## Activity
Whenever the word "indexKey" appears in a line of the data below, copy that line.

## Records for the task
------------------------------------------------------------
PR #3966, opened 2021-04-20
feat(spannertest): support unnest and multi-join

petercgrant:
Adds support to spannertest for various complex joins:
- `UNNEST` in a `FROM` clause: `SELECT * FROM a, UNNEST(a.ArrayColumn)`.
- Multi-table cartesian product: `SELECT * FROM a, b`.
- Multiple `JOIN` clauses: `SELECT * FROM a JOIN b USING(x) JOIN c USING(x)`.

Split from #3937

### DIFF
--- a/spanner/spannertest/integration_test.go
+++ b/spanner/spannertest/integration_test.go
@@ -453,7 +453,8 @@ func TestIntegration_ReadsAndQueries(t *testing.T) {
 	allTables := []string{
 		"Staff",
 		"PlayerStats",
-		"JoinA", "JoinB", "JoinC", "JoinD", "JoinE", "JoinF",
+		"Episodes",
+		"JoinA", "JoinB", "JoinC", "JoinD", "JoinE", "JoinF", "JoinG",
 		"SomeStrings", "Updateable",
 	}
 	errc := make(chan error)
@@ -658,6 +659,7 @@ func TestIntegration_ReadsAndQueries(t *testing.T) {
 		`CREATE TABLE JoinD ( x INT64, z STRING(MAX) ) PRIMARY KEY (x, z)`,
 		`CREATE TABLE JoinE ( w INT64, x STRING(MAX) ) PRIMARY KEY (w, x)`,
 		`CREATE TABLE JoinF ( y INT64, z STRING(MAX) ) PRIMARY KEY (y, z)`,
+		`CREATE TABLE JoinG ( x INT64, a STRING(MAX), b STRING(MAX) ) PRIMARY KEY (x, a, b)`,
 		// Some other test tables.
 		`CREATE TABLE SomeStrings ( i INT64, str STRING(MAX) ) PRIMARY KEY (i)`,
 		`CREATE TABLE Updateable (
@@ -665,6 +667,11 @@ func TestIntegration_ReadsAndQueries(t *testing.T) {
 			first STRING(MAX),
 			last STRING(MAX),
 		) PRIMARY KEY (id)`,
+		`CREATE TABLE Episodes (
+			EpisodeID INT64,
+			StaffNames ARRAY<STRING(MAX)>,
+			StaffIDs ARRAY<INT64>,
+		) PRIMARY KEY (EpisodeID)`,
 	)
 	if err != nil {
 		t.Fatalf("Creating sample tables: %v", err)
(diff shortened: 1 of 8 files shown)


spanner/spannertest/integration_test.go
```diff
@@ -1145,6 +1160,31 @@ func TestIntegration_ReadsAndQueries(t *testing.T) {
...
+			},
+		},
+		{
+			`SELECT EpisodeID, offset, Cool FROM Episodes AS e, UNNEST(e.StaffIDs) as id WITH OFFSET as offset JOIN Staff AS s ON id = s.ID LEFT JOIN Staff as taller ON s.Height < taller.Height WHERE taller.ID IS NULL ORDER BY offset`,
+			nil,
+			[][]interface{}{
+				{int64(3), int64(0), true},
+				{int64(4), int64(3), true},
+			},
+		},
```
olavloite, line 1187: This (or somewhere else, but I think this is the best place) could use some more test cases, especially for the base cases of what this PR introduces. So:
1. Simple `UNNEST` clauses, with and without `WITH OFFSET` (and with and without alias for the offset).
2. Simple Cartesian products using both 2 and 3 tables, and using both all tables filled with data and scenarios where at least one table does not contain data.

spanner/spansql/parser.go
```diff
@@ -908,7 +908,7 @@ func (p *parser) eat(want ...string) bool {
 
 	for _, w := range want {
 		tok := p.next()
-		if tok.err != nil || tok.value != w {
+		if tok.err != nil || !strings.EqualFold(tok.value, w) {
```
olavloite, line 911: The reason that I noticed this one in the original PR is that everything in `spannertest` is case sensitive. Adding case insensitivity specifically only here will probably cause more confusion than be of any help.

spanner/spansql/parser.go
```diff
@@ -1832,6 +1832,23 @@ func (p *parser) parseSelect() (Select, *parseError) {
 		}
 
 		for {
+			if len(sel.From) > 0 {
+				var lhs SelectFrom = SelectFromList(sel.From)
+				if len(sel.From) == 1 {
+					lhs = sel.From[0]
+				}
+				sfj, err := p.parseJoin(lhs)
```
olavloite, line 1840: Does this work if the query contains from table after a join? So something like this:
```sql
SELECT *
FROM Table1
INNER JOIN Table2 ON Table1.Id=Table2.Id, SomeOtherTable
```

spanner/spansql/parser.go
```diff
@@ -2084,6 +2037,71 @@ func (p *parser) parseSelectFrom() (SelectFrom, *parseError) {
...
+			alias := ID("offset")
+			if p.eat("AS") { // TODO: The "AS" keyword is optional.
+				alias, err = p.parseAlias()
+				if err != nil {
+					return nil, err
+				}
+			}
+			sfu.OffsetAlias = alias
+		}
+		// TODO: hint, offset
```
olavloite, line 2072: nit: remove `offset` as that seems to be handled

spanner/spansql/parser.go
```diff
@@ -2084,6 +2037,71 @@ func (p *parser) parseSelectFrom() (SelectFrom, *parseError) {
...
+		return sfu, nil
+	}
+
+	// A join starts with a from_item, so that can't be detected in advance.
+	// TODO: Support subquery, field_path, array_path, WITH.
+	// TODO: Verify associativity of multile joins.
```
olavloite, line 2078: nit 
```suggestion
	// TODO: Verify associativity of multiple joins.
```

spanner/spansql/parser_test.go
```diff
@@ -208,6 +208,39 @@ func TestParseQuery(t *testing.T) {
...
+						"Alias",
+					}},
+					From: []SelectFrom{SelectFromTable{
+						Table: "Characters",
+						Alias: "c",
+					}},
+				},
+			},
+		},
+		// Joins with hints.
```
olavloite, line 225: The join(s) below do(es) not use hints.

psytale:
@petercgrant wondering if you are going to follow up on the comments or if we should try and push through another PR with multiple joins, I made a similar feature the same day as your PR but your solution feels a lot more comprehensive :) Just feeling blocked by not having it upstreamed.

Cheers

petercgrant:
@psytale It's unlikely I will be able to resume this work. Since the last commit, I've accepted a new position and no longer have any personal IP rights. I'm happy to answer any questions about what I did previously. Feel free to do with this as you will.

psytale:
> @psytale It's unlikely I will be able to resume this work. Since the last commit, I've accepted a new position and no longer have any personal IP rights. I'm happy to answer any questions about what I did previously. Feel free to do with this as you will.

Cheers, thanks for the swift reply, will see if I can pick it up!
------------------------------------------------------------
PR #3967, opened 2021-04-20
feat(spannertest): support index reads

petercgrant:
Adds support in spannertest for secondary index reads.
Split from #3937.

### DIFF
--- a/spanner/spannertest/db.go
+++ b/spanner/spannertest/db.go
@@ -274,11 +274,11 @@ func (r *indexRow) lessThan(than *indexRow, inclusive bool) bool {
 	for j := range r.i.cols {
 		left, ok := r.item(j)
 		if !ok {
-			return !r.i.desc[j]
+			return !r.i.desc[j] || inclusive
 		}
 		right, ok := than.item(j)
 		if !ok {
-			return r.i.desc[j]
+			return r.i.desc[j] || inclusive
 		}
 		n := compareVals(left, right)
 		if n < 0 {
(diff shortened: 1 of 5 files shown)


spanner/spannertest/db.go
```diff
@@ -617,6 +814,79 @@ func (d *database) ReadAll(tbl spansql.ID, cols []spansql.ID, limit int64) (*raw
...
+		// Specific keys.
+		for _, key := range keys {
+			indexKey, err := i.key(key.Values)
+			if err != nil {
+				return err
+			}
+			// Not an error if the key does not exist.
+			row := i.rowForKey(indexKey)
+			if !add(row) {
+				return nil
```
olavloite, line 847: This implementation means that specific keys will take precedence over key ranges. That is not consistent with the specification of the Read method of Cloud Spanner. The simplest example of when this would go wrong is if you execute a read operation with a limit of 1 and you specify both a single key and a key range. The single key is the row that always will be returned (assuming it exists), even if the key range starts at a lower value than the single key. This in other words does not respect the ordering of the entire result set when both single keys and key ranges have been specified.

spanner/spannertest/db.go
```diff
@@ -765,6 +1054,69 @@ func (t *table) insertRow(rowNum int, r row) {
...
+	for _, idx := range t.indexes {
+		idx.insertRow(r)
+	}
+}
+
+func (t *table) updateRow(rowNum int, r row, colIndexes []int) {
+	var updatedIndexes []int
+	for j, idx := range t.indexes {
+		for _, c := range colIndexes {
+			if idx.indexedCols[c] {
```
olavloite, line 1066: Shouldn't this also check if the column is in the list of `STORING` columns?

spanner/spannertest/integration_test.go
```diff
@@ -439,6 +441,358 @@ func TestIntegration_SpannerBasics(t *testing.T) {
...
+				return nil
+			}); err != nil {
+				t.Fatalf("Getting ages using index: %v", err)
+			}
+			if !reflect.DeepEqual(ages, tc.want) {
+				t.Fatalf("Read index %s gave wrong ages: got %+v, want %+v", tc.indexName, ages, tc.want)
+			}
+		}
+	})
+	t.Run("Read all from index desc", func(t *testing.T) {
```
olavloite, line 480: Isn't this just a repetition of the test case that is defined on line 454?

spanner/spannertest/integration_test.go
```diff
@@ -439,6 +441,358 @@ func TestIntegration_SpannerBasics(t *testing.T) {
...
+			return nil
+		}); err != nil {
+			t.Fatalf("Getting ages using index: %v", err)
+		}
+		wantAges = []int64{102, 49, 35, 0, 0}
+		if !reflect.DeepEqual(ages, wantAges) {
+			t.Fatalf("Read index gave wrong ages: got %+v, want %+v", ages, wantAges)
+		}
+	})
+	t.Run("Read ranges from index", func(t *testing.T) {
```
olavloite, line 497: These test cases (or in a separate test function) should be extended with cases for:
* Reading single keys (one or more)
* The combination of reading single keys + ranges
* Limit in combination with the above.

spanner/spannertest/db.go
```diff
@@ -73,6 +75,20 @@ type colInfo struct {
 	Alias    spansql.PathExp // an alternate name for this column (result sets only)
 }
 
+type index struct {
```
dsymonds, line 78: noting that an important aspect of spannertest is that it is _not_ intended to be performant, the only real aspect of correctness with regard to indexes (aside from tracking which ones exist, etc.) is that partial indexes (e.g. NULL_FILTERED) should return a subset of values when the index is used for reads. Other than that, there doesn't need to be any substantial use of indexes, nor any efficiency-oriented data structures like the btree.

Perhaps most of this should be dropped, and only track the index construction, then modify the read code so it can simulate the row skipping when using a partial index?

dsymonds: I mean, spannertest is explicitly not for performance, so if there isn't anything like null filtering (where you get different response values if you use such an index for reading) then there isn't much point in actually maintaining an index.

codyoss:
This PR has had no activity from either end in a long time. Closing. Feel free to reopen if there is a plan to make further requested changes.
------------------------------------------------------------
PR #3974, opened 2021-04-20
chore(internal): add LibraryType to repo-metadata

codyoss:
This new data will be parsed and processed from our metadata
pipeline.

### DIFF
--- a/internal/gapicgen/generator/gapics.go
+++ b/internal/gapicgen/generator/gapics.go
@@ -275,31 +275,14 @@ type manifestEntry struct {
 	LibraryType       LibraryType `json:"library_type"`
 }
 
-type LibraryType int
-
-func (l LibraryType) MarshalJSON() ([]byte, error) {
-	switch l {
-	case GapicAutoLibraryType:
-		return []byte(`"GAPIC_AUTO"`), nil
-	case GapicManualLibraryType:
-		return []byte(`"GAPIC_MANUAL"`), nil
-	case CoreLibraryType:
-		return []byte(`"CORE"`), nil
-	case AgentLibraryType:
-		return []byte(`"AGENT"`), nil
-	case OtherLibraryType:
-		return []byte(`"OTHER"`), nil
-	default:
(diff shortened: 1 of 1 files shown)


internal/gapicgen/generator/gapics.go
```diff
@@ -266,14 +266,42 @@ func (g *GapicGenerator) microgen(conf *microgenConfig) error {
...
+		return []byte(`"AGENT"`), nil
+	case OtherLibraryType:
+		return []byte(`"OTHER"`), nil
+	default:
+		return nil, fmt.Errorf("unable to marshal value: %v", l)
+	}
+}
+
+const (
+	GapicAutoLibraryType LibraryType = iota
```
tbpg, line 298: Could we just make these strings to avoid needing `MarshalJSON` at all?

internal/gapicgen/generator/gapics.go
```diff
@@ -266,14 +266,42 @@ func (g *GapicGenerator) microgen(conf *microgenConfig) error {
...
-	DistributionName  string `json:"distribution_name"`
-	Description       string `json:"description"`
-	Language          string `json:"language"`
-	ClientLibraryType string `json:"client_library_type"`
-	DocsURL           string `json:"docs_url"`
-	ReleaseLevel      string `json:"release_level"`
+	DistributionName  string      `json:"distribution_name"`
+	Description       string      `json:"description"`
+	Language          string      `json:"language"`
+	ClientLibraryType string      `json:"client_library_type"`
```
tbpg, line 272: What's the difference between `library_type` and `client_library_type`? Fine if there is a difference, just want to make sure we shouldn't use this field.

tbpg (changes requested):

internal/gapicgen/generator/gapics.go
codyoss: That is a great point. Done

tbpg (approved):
------------------------------------------------------------
## Solved exercise
+			indexKey, err := i.key(key.Values)
+			row := i.rowForKey(indexKey)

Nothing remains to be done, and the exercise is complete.